In assessing a jury-unanimity challenge, we examine the plain language of the
relevant statute. See Jefferson v. State, 189 S.W.3d 305, 311 (Tex. Crim. App. 2006). The purpose
of this inquiry is to determine whether the legislature has created a single offense with multiple
or alternate methods of commission. Id. Jury unanimity is required with respect to all essential
elements of the offense at issue; however, the jury need not unanimously agree on a specific method
of committing a single offense. Id.
In this case, the jury instruction indicates that the jury could convict Whitley of either
penetrating Becky’s mouth with his sexual organ or causing Becky’s mouth to contact his sexual
organ, thus violating either subsection (ii) or (v) of section 22.021(a)(1)(B) of the Penal Code.

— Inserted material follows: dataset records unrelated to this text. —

PR #3033, opened 2025-12-22
fix(powershell): run history end in background to avoid blocking prompt

sususu98:
## Summary
- Use `Start-Process` to run `atuin history end` asynchronously, preventing slow sync operations from blocking the prompt
- Redirect output to null device (NUL on Windows, /dev/null on Linux/macOS)
- Use `Get-Variable -ErrorAction SilentlyContinue` to safely check `$IsWindows`, compatible with StrictMode in PS 5.1
- Use splatting to conditionally add `-NoNewWindow` only on Windows for cross-platform compatibility

## Testing
- [x] PowerShell 7.x (Windows)
- [ ] Windows PowerShell 5.1
- [ ] PowerShell 7.x (Linux)
- [ ] PowerShell 7.x (macOS)

**Need reviewer help to test on untested environments.**

### DIFF
--- a/crates/atuin/src/shell/atuin.ps1
+++ b/crates/atuin/src/shell/atuin.ps1
@@ -51,7 +51,24 @@ New-Module -Name Atuin -ScriptBlock {
             $duration = (Get-History -Count 1).Duration.Ticks * 100
             $durationArg = if ($duration) { "--duration=$duration" } else { $null }
 
-            atuin history end --exit=$exitCode $durationArg -- $script:atuinHistoryId | Out-Null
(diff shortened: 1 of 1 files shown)


sususu98:
> This points to a valid problem: `atuin history end` should be run in the background. Oops.
> 
> The PR, however, is AI slop.
> 
> I looked at the issue, and it turns out that PowerShell sucks about running tasks in the background. I'll try to find a better solution than this, however.

I look forward to you providing a better solution.
However, "AI slop" has already solved my problem, so I will close this PR.

PR #3058, opened 2026-01-14
feat: add option to use tmux display-popup

lmBored:
This is a "continuation" of #1177 - which was a draft that used FIFOs (named pipes) to get output from the popup, however this causes popup not being closed properly, so in this PR I use tmpfile to store the result and read after popup closes. @ellie could you review this PR please?

P.S. Thank you @immae for sharing your idea!

## Feature
+ Option to use tmux popup window in `config.toml`
+ Customize window width/height in `config.toml`
+ Tmux display-popup for `zsh, bash, fish`

## Checks

### DIFF
--- a/Cargo.lock
+++ b/Cargo.lock
@@ -3,15 +3,6 @@
 version = 4
 
 [[package]]
-name = "addr2line"
-version = "0.24.2"
-source = "registry+https://github.com/rust-lang/crates.io-index"
-checksum = "dfbe277e56a376000877090da837660b4427aad530e3028d44e0bffe4f89a1c1"
-dependencies = [
- "gimli",
-]
-
-[[package]]
 name = "adler2"
 version = "2.0.1"
 source = "registry+https://github.com/rust-lang/crates.io-index"
@@ -41,9 +32,9 @@ dependencies = [
 
 [[package]]
 name = "aho-corasick"
-version = "1.1.3"
+version = "1.1.4"
 source = "registry+https://github.com/rust-lang/crates.io-index"
-checksum = "8e60d3430d3a69478ad0993f19238d2df97c507009a52b3c10addcd7f6bcb916"
+checksum = "ddd31a130427c27518df266943a5308ed92d4b226cc639f5a8f1002816174301"
 dependencies = [
  "memchr",
 ]
@@ -65,9 +56,9 @@ dependencies = [
 
 [[package]]
 name = "anstream"
-version = "0.6.20"
+version = "0.6.21"
 source = "registry+https://github.com/rust-lang/crates.io-index"
-checksum = "3ae563653d1938f79b1ab1b5e668c87c76a9930414574a6583a7b7e11a8e6192"
+checksum = "43d5b281e737544384e969a5ccad3f1cdd24b48086a0fc1b2a5262a26b8f4f4a"
 dependencies = [
  "anstyle",
  "anstyle-parse",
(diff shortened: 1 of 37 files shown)


ellie:
> @ellie could you review this PR please?

sure, but please at least wait until CI passes/finishes lol 😂

lmBored:
> sure, but please at least wait until CI passes/finishes lol 😂

Oopsie sorry, I forgot about CI... XD

crates/atuin/src/shell/atuin.fish
```diff
@@ -32,10 +73,45 @@ function _atuin_search
...
+            # if mktemp got errors
+            set ATUIN_H (ATUIN_SHELL=fish ATUIN_LOG=error ATUIN_QUERY=(commandline -b) atuin search --keymap-mode=$keymap_mode $argv -i 3>&1 1>&2 2>&3 | string collect)
+        else
+            set -l result_file "$tmpdir/result"
+
+            set -l query (commandline -b | string replace -a "'" "'\\''")
+            set -l escaped_args ""
+            for arg in $argv
+                set escaped_args "$escaped_args '"(string replace -a "'" "'\\''" -- $arg)"'"
+            end
```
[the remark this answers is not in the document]
lmBored: This is likely a false positive. Single quotes are POSIX strong quote, and as variables are wrapped in single quotes within `sh -c`, replacing every internal single quote with `'\''` is sufficient to render all other (special) characters

lmBored:
I believe this PR is ready for reviewing

crates/atuin/src/command/client/init/bash.rs
```diff
@@ -1,7 +1,17 @@
+use atuin_client::settings::Tmux;
 use atuin_dotfiles::store::{AliasStore, var::VarStore};
 use eyre::Result;
 
-pub fn init_static(disable_up_arrow: bool, disable_ctrl_r: bool) {
+fn print_tmux_config(tmux: &Tmux) {
+    if tmux.enabled {
```
ellie, line 6: I'm not super happy about having to set more env vars, but can't see much of a nicer way to get this value out. Maybe at some point we could have a subcommand for fetching individual config values, but not for this PR

lmBored: That's a good point, or we can move tmux popup logic into atuin itself (in `search.rs`) - this requires rewriting popup logic in rust though, and maybe having to add a hidden flag

mattcen:
And this feature is how I discovered this iTerm2/tmux interaction bug! 🙃 
https://github.com/tmux/tmux/pull/4361

Guess I'll disable this for now 🙂

lmBored:
Hm I dont get that issue with iterm2 (I switched to ghostty a long time ago, so my iterm2 version is still at 3.5.11)

https://github.com/user-attachments/assets/be7a73f8-e146-4917-b3ef-cd3f8ea4dcd5

image

mattcen:
> Hm I dont get that issue with iterm2 (I switched to ghostty a long time ago, so my iterm2 version is still at 3.5.11)

You are not using iTerm's tmux integration in this video. The control mode that allowed iTerm integration is what exhibits this issue. https://iterm2.com/documentation-tmux-integration.html

lmBored:
I see, its my first time hearing about this feature. This bug is not going to be fixed anytime soon, so perhaps we should add a note for iTerm users in the docs

mattcen:
Yes potentially; just a note to say "iTerm+tmux users note this new popup feature is enabled by default and doesn't work with iTerm native tmux integration; disable the new atuin popup feature with this config option" would be beneficial.

PR #3063, opened 2026-01-16
docs: Fix punctuation and grammar in basic usage guide

waldyrious:
Just a few punctuation, spelling and grammar fixes, along with a couple of wording changes for clarity.

_Note: This PR is a recreation of https://github.com/atuinsh/docs/pull/110, following the migration of the docs to this repo (https://github.com/atuinsh/docs/pull/112 + #3018)._

## Checks

### DIFF
--- a/docs/docs/guide/basic-usage.md
+++ b/docs/docs/guide/basic-usage.md
@@ -1,6 +1,6 @@
 # Basic Usage
 
-Now that you're all setup and running, here's a quick walkthrough of how you can use Atuin best.
+Now that you're all set up and running, here's a quick walkthrough of how you can use Atuin best.
 
 ## What does Atuin record?
 
--- a/crates/atuin/src/command/client/account/verify.rs
+++ b/crates/atuin/src/command/client/account/verify.rs
@@ -36,7 +36,7 @@ pub async fn run(settings: &Settings, token: Option<String>) -> Result<()> {
 
         (false, false) => {
             println!(
-                "Your Atuin server does not have mail setup. This is not required, though your account cannot be verified. Speak to your admin."
+                "Your Atuin server does not have mail set up. This is not required, though your account cannot be verified. Speak to your admin."
             );
         }
 
--- a/docs/docs/configuration/config.md
+++ b/docs/docs/configuration/config.md
@@ -144,7 +144,7 @@ The default filter to use when searching
 | global (default) | Search history from all hosts, all sessions, all directories |
 | host             | Search history just from this host                           |
 | session          | Search history just from the current session                 |
-| directory        | Search history just from the current directory               |
+| directory        | Search history just from the current directory (global)      |
 | workspace        | Search history just from the current git repository (>17.0)  |
 
 Filter modes can still be toggled via ctrl-r
@@ -266,6 +266,16 @@ Atuin version: >= 18.0
 Default: `true`
 
 Configure whether or not to show tabs for search and inspect.
+
+### `auto_hide_height`
+
+Atuin version: >= 18.4
+
+Default: `8`
+
+Set Atuin to hide lines when a minimum number of rows is subceeded. This has no effect except
+when `compact` style is being used (see `style` above), and currently applies to only the
+interactive search and inspector. It can be turned off entirely by setting to `0`.
 
 ### `exit_mode`
 
@@ -499,6 +509,7 @@ common_subcommands = [
   "git",
   "go",
   "ip",
+  "jj",
   "kubectl",
   "nix",
   "nmcli",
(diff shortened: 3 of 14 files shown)


docs/docs/guide/basic-usage.md
```diff
@@ -1,10 +1,10 @@
 # Basic Usage
 
-Now that you're all setup and running, here's a quick walkthrough of how you can use Atuin best
+Now that you're all setup and running, here's a quick walkthrough of how you can use Atuin best.
 
 ## What does Atuin record?
 
-While you work, Atuin records
+While you work, Atuin records:
```
akinomyoga, line 7: In my understanding, a colon should not be put here because the subsequent list is a part of the sentence. A colon is in general used to rephrase or supplement the previous part. In the present context, the list doesn't try to elaborate on the previous verb "records" nor the previous incomplete clause "Atuin records", but it's an object of the verb "records".

docs/docs/guide/basic-usage.md
```diff
@@ -15,11 +15,11 @@ While you work, Atuin records
 
 ## Opening and using the TUI
 
-At any time, you can open the TUI with the default keybindings of the up arrow, or control-R.
+At any time, you can open the TUI with the default keybindings of the up arrow, or ctrl-r.
 
 Once in the TUI, press enter to immediately execute a command, or press tab to insert it into your shell for editing.
 
-While searching in the TUI, you can adjust the "filter mode" by repeatedly pressing ctrl-r. Atuin can filter by
+While searching in the TUI, you can adjust the "filter mode" by repeatedly pressing ctrl-r. Atuin can filter by:
```
akinomyoga, line 22: ditto

The other additions of colons are fine.

docs/docs/guide/basic-usage.md
```diff
@@ -50,14 +49,14 @@ in your config file.
 
 ### Inline window
 
-If you find the full screen TUI overwhelming or too much, you can adjust it like so
+If you find the full screen TUI overwhelming or too large, you can adjust it like so:
```
akinomyoga, line 52: "too large" seems more specific, but to make it parallel with "overwhelming", I feel "too much" is more suitable.

BinaryMuse:
I think this looks good; I'm not too worried about small punctuation changes and the like. Thanks!

docs/docs/guide/basic-usage.md
waldyrious: Thanks for the careful review! I get your point, but those are not the only uses of the colon. In particular, one of its main uses is to introduce a list of items, which is precisely the case here. That said, the conventions around how colons are used are varied and have evolved over time, so this is more of a style issue. (Which is to say, I'd be fine with removing the colon here, as that would be a matter of preference.)

docs/docs/guide/basic-usage.md
waldyrious: Interesting, I can see what you mean. My reasoning was that "too much" is already pretty much a synonym of "overwhelming" (as you point out), so the "too large" was to add an alternative reason why one might dislike it (after all, it follows an "or").

docs/docs/guide/basic-usage.md
akinomyoga: >  In particular, one of its main uses is to introduce a list of items, which is precisely the case here.

A colon can be used to introduce a list, but it can only be used when the previous part forms a complete clause (and thus the colon essentially elaborates on the clause). I've been following this rule to not put a colon in this type of context in academic papers published in journals. I now googled "colon before a list", but every article (and AI summary that Google shows) says that a colon can only be used when it follows an independent clause.

docs/docs/guide/basic-usage.md
akinomyoga: I understand that "overwhelming or too much" are kind of redundant, but the combination "overwhelming or too large" feels more unnatural to me. I think that's because they belong to different categories of descriptions. It seems a bit weird to connect these with a coordinating conjunction, "or". I asked ChatGPT about which one is more typical: "If you find the full screen TUI overwhelming or too much, you can adjust it." vs "If you find the full screen TUI overwhelming or too large, you can adjust it.", and ChatGPT also says that the former is a natural and common pairing.

docs/docs/guide/basic-usage.md
akinomyoga: Anyway, those are small details. The document has been containing small subtle points, and it just continues to contain less subtle points. I'm fine with it.

docs/docs/guide/basic-usage.md
waldyrious: Oh, yeah, I understand what you mean, though the redundancy isn't great either. Maybe the whole phrase can be reworked differently. Hopefully in the future someone with fresh eyes will take he initiative to add the next brick to this collective building! :grin:  For now, I believe you'll agree that it's been nudged in a positive direction already. :slightly_smiling_face:

PR #3086, opened 2026-01-19
feat(search): Bind `Shift` + `Delete` to directly delete selected entry

mcexit:
Adds `SHIFT` modifier & binds `Shift` + `Delete` to directly delete a selected entry without modifying existing assignments

## Checks


ellie:
I'm afraid this key combo will not work reliably cross-terminal. Many will send the same escape sequence (or none) for Delete regardless of the Shift modifier, meaning that this will behave strangely depending on terminal and setup. We could potentially check if the user has support for the kitty keyboard protocol, where this WOULD work.

We're also very limited in terms of what key combos we can use elsewhere, as we mostly support [readline bindings](https://readline.kablamo.org/emacs.html)

Hence, you can either

1. open the inspector, delete
2. prefix + d (default to ctrl-a, d)

PR #3103, opened 2026-01-27
fix(ui): align cursor when expand column is in the middle

lilydjwg:
Also change the trailing space of each column to be drawn in `render_row` instead so that each column is separated by a space no matter how they are ordered.

## Checks


ellie:
just fixed up the merge conflicts - hope that's ok

PR #3107, opened 2026-01-27
fix: do not set ATUIN_SESSION if it is already set

ellie:
## Checks

### DIFF
--- a/crates/atuin/src/shell/atuin.bash
+++ b/crates/atuin/src/shell/atuin.bash
@@ -12,9 +12,11 @@ else # (include guard) beginning of main content
 #------------------------------------------------------------------------------
 __atuin_initialized=true
 
-ATUIN_SESSION=$(atuin uuid)
+if [[ -z "${ATUIN_SESSION:-}" ]]; then
+    ATUIN_SESSION=$(atuin uuid)
+    export ATUIN_SESSION
+fi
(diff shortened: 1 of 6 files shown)


ellie:
unrelated failure, will followup

akinomyoga:
What is the background of this change?

This ensures that reloading of startup scripts (`~/.bashrc`) doesn't affect `ATUIN_SESSION`. That is good.

However, with this change, all Bash sessions in a terminal multiplexer also share the same `ATUIN_SESSION` as the Bash session that started the terminal-multiplexer instance, because the environment variable `ATUIN_SESSION` is inherited by the terminal multiplexer and Bash started therein. I don't feel that that's useful. Is it intentional? If not, one way to avoid this behavior is to record `SHLVL` in another environment variable and compare `SHLVL` with the recorded one.

ellie:
> This ensures that reloading of startup scripts (~/.bashrc) doesn't affect ATUIN_SESSION. That is good.

This was an issue, as well as a few nested session things I've been doing elsewhere. Essentially wanted to avoid creating new sessions when logically we were in the "same" session (even if zshrc/bashrc has been reloaded)

> I don't feel that that's useful. Is it intentional? 

Not intentional. I'll fix shortly, thank you!

akinomyoga:
Great!

PR #3111, opened 2026-01-28
fix: new session on shlvl change

ellie:
eg, the user uses tmux, runs zsh again as a nested session, etc

## Checks


ellie:
thanks @akinomyoga <3

PR #3112, opened 2026-01-28
feat: move atuin-server to its own binary

ellie:
A combined binary was an early dev decision, when I thought most users would be self hosting. It is now clear that in actual fact, most users do not self host. So let's avoid forcing every user to have a copy of the server literally linked in, and let's stop building server deps over and over.

The deployment for this shouldn't change. `dist` will build a binary for this automatically, and will also add it to the installer. The latter is perhaps something we should explore changing too!

## Checks

### DIFF
--- a/Dockerfile
+++ b/Dockerfile
@@ -14,7 +14,7 @@ COPY --from=planner /app/recipe.json recipe.json
 RUN cargo chef cook --release --recipe-path recipe.json
 
 COPY . .
-RUN cargo build --release --bin atuin
+RUN cargo build --release --bin atuin-server
 
 FROM debian:bookworm-20260112-slim AS runtime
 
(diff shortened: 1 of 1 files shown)


ellie:
Fwiw I'd like to do this with other optional features too, like the daemon

lilydjwg:
Previously the `atuin` binary was 27M in size, now it is 19M, plus a 13M `atuin-server`.

Separating the daemon would again increase the total size, and unlike the server which usually runs on a different system than the client, the daemon needs to run on the same as the client.

ellie:
I think that depends on whether most users use the daemon or not - so far my understanding is that very few do, though we don't have any data there to confirm either way

I'm less sure about the daemon than the server, and will see how this shakes out first

lilydjwg:
I think it's more important that how much file size the daemon feature adds to the binary. I presume that the daemon feature doesn't have a lot of extra dependencies and code, so the overhead it adds to the binary should be small.

marius:
This broke docker containers set up by following the documentation, PR to fix the docs here: https://github.com/atuinsh/atuin/pull/3148

PR #3114, opened 2026-01-29
docs: update the `[keys]` docs

ltrzesniewski:
This is related to:
- #3090
- #1906

---

## No longer relevant:

~I often just hold the backspace key to clear the query line in Atuin, and the change in #3090 makes it no longer possible: it accepts the current history entry instead.~ 🤯

~It may be a muscle memory thing, but it also feels wrong to me for the left key to accept the current entry. I'd prefer for it to do nothing when the cursor is at the start of the line (I've set `exit_past_line_start = false` in my config).~

~This PR makes the new behavior configurable: it adds an `accept_past_empty_line` setting (naming is *hard*, feel free to find a better name) which lets you disable it. It also updates the `[keys]` docs.~

BTW wouldn't setting the `accept_past_line_start` and `accept_with_backspace` settings to `true` (maybe by default) have the same effect as what #3090 introduced?

## Checks

### DIFF
--- a/crates/atuin-client/config.toml
+++ b/crates/atuin-client/config.toml
@@ -231,12 +231,16 @@ enter_accept = true
 [keys]
 # Defaults to true. If disabled, using the up/down key won't exit the TUI when scrolled past the first/last entry.
 # scroll_exits = true
+
 # Defaults to true. The left arrow key will exit the TUI when scrolling before the first character
 # exit_past_line_start = true
+
 # Defaults to true. The right arrow key performs the same functionality as Tab and copies the selected line to the command line to be modified.
 # accept_past_line_end = true
+
 # Defaults to false. The left arrow key performs the same functionality as Tab and copies the selected line to the command line to be modified.
 # accept_past_line_start = false
+
 # Defaults to false. The backspace key performs the same functionality as Tab and copies the selected line to the command line to be modified when at the start of the line.
 # accept_with_backspace = false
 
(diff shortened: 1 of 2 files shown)


ellie:
> It may be a muscle memory thing

Absolutely. I've heard from a lot of people that up-left is something that they commonly do to select the most recent command and then start editing. Personally I haven't felt that, nor has the change been an issue for me.

I'll take this PR, and honestly see if there's something better we can do wrt line editing in the future. All these small muscle memory things for people are a little frustrating.

ellie:
> BTW wouldn't setting the accept_past_line_start and accept_with_backspace settings to true (maybe by default) have the same effect as what https://github.com/atuinsh/atuin/pull/3090 introduced?

You're also correct here, so really I should revert 3090 🤦‍♀️

ellie:
Happy to close this, or if you'd rather just contribute the docs for `accept_past_line_start` and `accept_with_backspace`

ltrzesniewski:
Sure, you can just squash all of this now to keep only the relevant doc changes.

ltrzesniewski:
I kept only the docs commit and renamed the PR.

ellie (approved):
🙌

tedpearson:
> > It may be a muscle memory thing
> 
> Absolutely. I've heard from a lot of people that up-left is something that they commonly do to select the most recent command and then start editing. Personally I haven't felt that, nor has the change been an issue for me.
> 
> I'll take this PR, and honestly see if there's something better we can do wrt line editing in the future. All these small muscle memory things for people are a little frustrating.

@ellie I'm one of those people who do up-left. Is there any way with the new keymap feature or otherwise to end up with the cursor at the start of the selection when accepting with left arrow? I couldn't see a way after reading the documentation, as I only see a single action supported and the `cursor-start` likely only applies to inside the TUI.

PR #3118, opened 2026-01-30
chore(deps): update whoami dependency to v2

musicinmybrain:
In the [2.0.0](https://github.com/ardaku/whoami/releases/tag/v2.0.0) series, `whoami` removed all infallible function variants, and removed the `fallible` module, moving those functions to the root module.

Therefore, I replaced `whoami::fallible::hostname` with `whoami::hostname` (the same function with the same signature, just moved to the root module).

For `whoami::username`, the infallible function that `atuin` was using before is gone, and we must add error handling. I chose to fall back to the string `"unknown-user"` if getting the username fails, just as `"unknown-host"` is already the fallback when getting the hostname fails. This seemed reasonable to me, but it’s worth double-checking if there could be any unintended consequences, especially if `unknown-user` happens to be a real, valid username on the system. The alternatives I can see would be to panic on failure or to amend the signature of `get_username()` and all of its call sites with some kind of more graceful error handling (what?).

## Checks

### DIFF
--- a/Cargo.lock
+++ b/Cargo.lock
@@ -311,7 +311,7 @@ dependencies = [
  "typed-builder",
  "urlencoding",
  "uuid",
- "whoami",
+ "whoami 2.1.0",
 ]
 
 [[package]]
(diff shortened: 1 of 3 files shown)


ellie (approved):
> This seemed reasonable to me, but it’s worth double-checking if there could be any unintended consequences, especially if unknown-user happens to be a real, valid username on the system. The alternatives I can see would be to panic on failure or to amend the signature of get_username() and all of its call sites with some kind of more graceful error handling (what?).

I think this is fine - usernames aren't a core part of sync or search, so worst case the user sees some data that isn't quite what they expect

thank you!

Generally, each subsection within 22.021(a)(1)(B) describes distinct forms of prohibited sexual
conduct, with each qualifying as a separate offense. See Villanueva v. State, 227 S.W.3d 744, 748
(Tex. Crim. App. 2007) (citing Vick v. State, 991 S.W.2d 830, 833 (Tex. Crim. App. 1999)). However,
“[a]n allegation of ‘penetration’” of the victim’s mouth “overlap[s] an allegation of ‘contact’” such
that if a jury finds that the defendant penetrated the victim’s mouth with his sexual organ, the jury
necessarily finds that the defendant caused the victim’s mouth to contact his sexual organ. See Vick,
4
991 S.W.2d at 834 n.2; see also Patterson v. State, 152 S.W.3d 88, 92 (Tex. Crim. App. 2004)
(concluding that finding of penetration includes finding of contact).
Therefore, if certain jurors concluded that Whitley penetrated Becky’s mouth
with his sexual organ, they also concluded that he caused her mouth to contact his sexual organ.
See Santee v. State, 247 S.W.3d 724, 728–29 (Tex. App.—Houston [1st. Dist.] 2007, no pet.)
(concluding verdict unanimous when jury charge alleged penetration and contact of victim’s sexual
organ); see also Gonzalez Soto v. State, 267 S.W.3d 327, 339 n.54 (Tex. App.—Corpus Christi
2008, no pet.) (listing several appellate court decisions concluding that contact is subsumed within
penetration for purposes of section 22.021 of Penal Code). At a minimum, all of the jurors must
have determined that Whitley caused his sexual organ to contact Becky’s mouth, and therefore the
jury’s verdict was unanimous as to section 22.021(a)(1)(B)(v). See Santee, 247 S.W.3d at 729.
Thus, we conclude that the jury charge did not authorize a conviction on less than a unanimous
verdict. We overrule Whitley’s first appellate issue.
Outcry testimony
In his second issue on appeal, Whitley asserts that the trial court erred in allowing
Nastassia to testify about Becky’s previous out-of-court statements concerning this alleged assault.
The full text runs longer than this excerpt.